TO DO: From the entries below, copy every line where the string "diagnostics" appears.

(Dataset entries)
PR #7971, opened 2026-04-07
chore: remove .DS_Store file

t3tra-dev:
I don't think `.DS_Store` should be located in the project root.


.DS_Store
quirogas, line 1: Yes, this should be removed, thank you!

.gitignore
quirogas, line 1: .DS_Store should not be part of the .gitignore since it is a macOS file. Ideally, developers should use a global .gitconfig to handle these types of system files.

quirogas (changes requested):

.gitignore
t3tra-dev: Understood. I will revert the changes to `.gitignore`.

quirogas (approved):
Thank you!

GautamSharda (approved):
LGTM

pearigee (approved):

PR #7972, opened 2026-04-07
chore: remove duplicate per-package contribution and license files

GautamSharda:

Fixes b/488768301 🦕

For https://github.com/googleapis/librarian/issues/4273


pearigee:
To make these changes permanent, we will also need to update the generator to prevent them from being re-added.

Also, I disabled the system/sample tests that were breaking you above. You should be able to revert those changes.

For the fake-timers issue I have this PR in progress to resolve the problem going forward: https://github.com/googleapis/google-cloud-node/pull/7995

PR #7974, opened 2026-04-07
chore: disable system tests in packages to unblock PRs pending fix

pearigee:
System tests are failing with the following error:
```
Error: Command failed with exit code 1: npx tsc
Step #6 - "run-tests": �[96mindex.ts�[0m:�[93m21�[0m:�[93m23�[0m - �[91merror�[0m�[90m TS2591: �[0mCannot find name 'require'. Do you need to install type definitions for node? Try `npm i --save-dev @types/node` and then add 'node' to the types field in your tsconfig.
```
(for example: https://github.com/googleapis/google-cloud-node/pull/7961/checks?check_run_id=70274525122)

Note, this was already fixed in the generator in https://github.com/googleapis/google-cloud-node/pull/7943. However, the generator release takes some time (i.e. days). This is meant to unblock PRs immediately.

See the system test failures here:
https://github.com/googleapis/google-cloud-node/issues/7976

---

On a side note, these system tests seem to add very little value. The generated system tests just create the client and then close it. Furthermore, for generated libraries, we expect them to work by default. We don't manually update these libraries, so the need for regression testing is minimal.

### DIFF
--- a/ci/run_conditional_tests.sh
+++ b/ci/run_conditional_tests.sh
@@ -113,6 +113,11 @@ for subdir in ${subdirs[@]}; do
             continue
         fi
 
+        # System tests for packages are broken and blocking PRs.
+        # See https://github.com/googleapis/google-cloud-node/issues/7976.
+        #
+        # Per https://github.com/googleapis/google-cloud-node/issues/7921, 
+        # we are likely to permanently remove these tests in the near future.
         if [[ "${subdir}" == "packages" && "${TEST_TYPE}" == "system" ]]; then
             echo "Skipping ${TEST_TYPE} test for packages: ${d}"
             continue


quirogas (approved):
Should we add a comment explaining why we are skipping these tests. Or maybe we could add a TODO to revert this change later. 

This can be tracked via the commit history, either way, so up it's up to you.

pearigee:
Absolutely, thanks. I was just working with @shivanee-p to write an issue we can reference. I will update this PR with a link/comment shortly.

pearigee:
Note in https://github.com/googleapis/google-cloud-node/issues/7921, we are considering deleting these tests all together. This may be a good first step in that direction.

PR #943, opened 2026-09-21
refactor(comp): share C/JS show_chr and list/tuple brackets

This-Is-NPC:
`bend2/comp.ts` only. Same language, same Base.

The C and JS showers repeated char-escape rules and list/tuple brackets.
One table now emits both.

- `SHOW_ESC` / `SHOW_HEX` emit `show_chr`. JS hex-escapes surrogates and
  code points past U+10FFFF the way C already did.
- `SHOW_BR` emits `Con`/`Nil` as `[]` and `Tuple` as `()`.

Net is about even (`+39` / `−37`). The point is one readback policy, not fewer lines.


zxv:

nicolas-abril:
While it is nice that we get the shared behaviour `show_chr_src` and `show_br_c` obscure the logic significantly and the code no longer follows the organization of the file, so I can't accept it as it is.

I think either hoisting only the part that is shared but keeping the C/JS skeletons there or applying just the C escape logic to JS would be good solutions

nicolas-abril (changes requested):
see comment above

Issue #944, opened 2026-09-21
C backend: wide monomorphic records bypass boxing and hit the 255-word CID limit


jasisz:
### What you did

I compiled this program to the interpreter, JS, and a native executable:

```python
import Base

type R0 is Data:
  R0{a: U32, b: U32, c: U32, d: U32, e: U32, f: U32, g: U32, h: U32}

type R1 is Data:
  R1{a: R0, b: R0, c: R0, d: R0, e: R0, f: R0, g: R0, h: R0}

type R2 is Data:
  R2{a: R1, b: R1, c: R1, d: R1, e: R1, f: R1, g: R1, h: R1}

def r0(+x: U32) -> R0:
  R0{x, x, x, x, x, x, x, x}

def r1(+x: U32) -> R1:
  R1{r0(x), r0(x), r0(x), r0(x), r0(x), r0(x), r0(x), r0(x)}

def r2(+x: U32) -> R2:
  R2{r1(x), r1(x), r1(x), r1(x), r1(x), r1(x), r1(x), r1(x)}

def first0(x: R0) -> U32:
  match x:
    case R0{a, b, c, d, e, f, g, h}:
      a

def first1(x: R1) -> U32:
  match x:
    case R1{a, b, c, d, e, f, g, h}:
      first0(a)

def first2(x: R2) -> U32:
  match x:
    case R2{a, b, c, d, e, f, g, h}:
      first1(a)

def main() -> U32:
  first2(r2(7))
```

```bash
bun bend2/main.ts repro.bend
bun bend2/main.ts repro.bend -o /tmp/repro.js
bun /tmp/repro.js
bun bend2/main.ts repro.bend -o /tmp/repro
```

### What happened

The interpreter and JS both print `7`, but the native C build fails before invoking clang:

```text
Error: an arity over 255
```

This reproduces on 2.0.23 as well, so it appears to be an uncovered case in the #843 fix rather than a 2.0.24 regression.

`R0` is 8 words, `R1` is 64 words, and `R2` is 512 words. Since #843, a datatype past 256 words is supposed to become a heap node, so `R2` should be boxed and compile.

The type layout does become `BOX`, but the constructor table is computed separately. `compile_book` stores `lay_node(fl.book, c.k).ks.length` in `CID_ARITY_T`; for a monomorphic `R2`, `lay_node` flattens the eight `R1` fields again and produces 512. `CID_ARITY_T` is emitted as `u8`, so `compile_tables` rejects it.

[...]

PR #945, opened 2026-09-21
Compute field offsets once in the layout packer

tachytelicdetonation:
`lay_fields` calculated field offsets before `lay_pack` mutated each offset to account for the constructor tag. This makes `lay_pack` accept constructor names and field layouts and assign the final offsets while merging word kinds. It removes the intermediate offset calculation and the caller-supplied offsets in `arr_lay`.

Only `bend2/comp.ts` changes: +17 / -27 lines (net -10), and 64,941 -> 64,881 ttok. No language features or comments are removed.

Validation against upstream commit `99f9c6cd` on macOS arm64:

- Compared CLI compilation of 263 inputs: every direct `.bend` file under `tests/{compile,run,base,show,rfc,cost}` plus all 16 runtime benchmarks. All 235 emitted C files and 235 emitted JavaScript files are byte-identical; the other 28 inputs have identical compilation diagnostics and exit status.
- Ran 16 representative layout programs on native C (one CPU thread, GPU off) and JavaScript: all 32 runs match their `#|` output. Four additional rejection tests match their expected errors and exit status.
- `gates/repo.ts`: PASS 46 / 46. `git diff --check`: pass.
- TypeScript 7.0.2 with the repository tsconfig reports the same four diagnostics before and after: two in `bend2/bend.ts` and missing `canvas` declarations in two documentation generators. No diagnostics in `comp.ts`.
- The private-cluster test, performance, and release gates were not run. Benchmark source generation was compared; runtime benchmark timings were not measured.


VictorTaelin:
Merged into 2.0.25 as one commit under your authorship, thank you. We verified the byte-identical emission over 914 outputs on our side. It landed together with the wide-record fix of #944, so `lay_pack` now also takes the field lists through `lay_wide`; the offsets are yours.

PR #947, opened 2026-09-21
Fix stale C helper calls in the effects guide

tachytelicdetonation:
The C examples for `io_node` and `io_wait_on` no longer match the runtime: the former has an extra argument, and the latter omits the deadline. Correct those calls and explain that a zero deadline waits only for descriptor readiness.

Validation: reproduced clang's argument-count errors against emitted C, then verified that the corrected calls compile. Also extracted and built the guide's complete Clock example and ran it through the default, emitted JavaScript, and native C paths; all three print the documented numeric result. `git diff --check` passes. No runtime code changes.


zxv:

PR #949, opened 2026-09-21
refactor(effs): share the audio ring through // @src

This-Is-NPC:
The C files for Audio.open, Audio.write and Audio.close each carried the same
157-line IO_RING block so any one of them compiled alone. The generated
program then pasted that block three times.

eff_src already skipped a path it had seen. A `// @src name.c` line now
loads a sibling through that same set, so the three effects share
`audio_ring.c` and a program that imports more than one still emits one
copy. A lone effect still compiles: it pulls the ring itself.

JS is unchanged (the silent stub has no ring). Isolated
`tests/io/audio_open.bend` passed interp, JS and C; the generated C has
`#ifndef IO_RING` once.

Repo: 545 → 231 lines in the audio effects, +2 in `eff_src` (−315 net).


VictorTaelin:
Thank you for this. The same duplication is gone in 2.0.25 through PR #939, which reaches the one-copy result with the realpath dedup `eff_src` already has, so the compiler gains no new directive. Closing this one in favour of that; the diagnosis was right and the work is appreciated.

SOLUTION:
- Compared CLI compilation of 263 inputs: every direct `.bend` file under `tests/{compile,run,base,show,rfc,cost}` plus all 16 runtime benchmarks. All 235 emitted C files and 235 emitted JavaScript files are byte-identical; the other 28 inputs have identical compilation diagnostics and exit status.
- TypeScript 7.0.2 with the repository tsconfig reports the same four diagnostics before and after: two in `bend2/bend.ts` and missing `canvas` declarations in two documentation generators. No diagnostics in `comp.ts`.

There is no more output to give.